Post by J-F C. (Jefsey) Morfin
Dear John,
since you were one of the most reasonable actors of the WG-IDN
and that the LHS will face the same real world oppositions as
the RHS, I would be interested in your comments about the
current MINC positions over the Arabic/Poland situation. This
is a direct consequence of the concept of
"internationalization" I fought as inapropriate (IMO) to the
real world and of the demands from the ICANN governance.
NB. If you do not have it, I have a copy of the letter as a
Member of the MINC, but I do not know if it is online.
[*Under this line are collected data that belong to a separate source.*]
PR #511, opened 2020-01-12
Update handle names

NextTurn:
- What does these `@` characters mean?

https://github.com/microsoft/clrmd/blob/f3c50ff41e49aeb9160cf0d8c17ca8dcf46200ff/src/Microsoft.Diagnostics.Runtime/src/Common/ClrHandle.cs#L49

- Don't you feel these names (#318) are more readable?

### DIFF
--- a/src/Microsoft.Diagnostics.Runtime.Tests/src/GCRootTests.cs
+++ b/src/Microsoft.Diagnostics.Runtime.Tests/src/GCRootTests.cs
@@ -190,7 +190,7 @@ namespace Microsoft.Diagnostics.Runtime.Tests
 
             foreach (GCRootPath rootPath in rootPaths)
             {
-                if (rootPath.Root.RootKind == ClrRootKind.PinningHandle)
+                if (rootPath.Root.RootKind == ClrRootKind.PinnedHandle)
                     hasStatic = true;
                 else if (rootPath.Root.RootKind == ClrRootKind.Stack)
                     hasThread = true;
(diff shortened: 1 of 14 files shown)


leculver:
> * What does these `@` characters mean?

It's mostly just a way to distinguish that the `@address` is a slot which points to an object, and that the `@address` itself is not an address of an object itself.  Having two addresses next to each other as in `$"{address:x} {clrObject}"` was very confusing when I was debugging some things.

I can
copy it to those interested but I suppose netiquette opposes
that I put it myself on line?
Since it was addressed primarily to ICANN and the ICANN Board, I
have seen a copy of it. I suspect most readers of the IMAA list
have not. Given the quite inflamed and inflammatory content/
tone of the letter, I think it would be inappropriate for me to
attempt to summarize it, so, while I want to respond to the
portion of this that can easily be explained out of context,
further discussion should almost certainly be taken elsewhere
(and the old IETF IDN mailing list isn't an appropriate place
either).

To review a situation which I hope everyone here understands,
when the IDN standards were produced, the IDN WG, and thence the
IETF, made a quite explicit decision to specify mappings and
codings but to become as little involved as possible with the
specification of usage, which characters and character
combinations should actually be used, etc. The IESG reinforced
the nature of this decision by issuing a "statement" along with
the standards that might be described as "this is what we have
done, but you don't have a complete picture until you do some
other things, and you should be careful about them".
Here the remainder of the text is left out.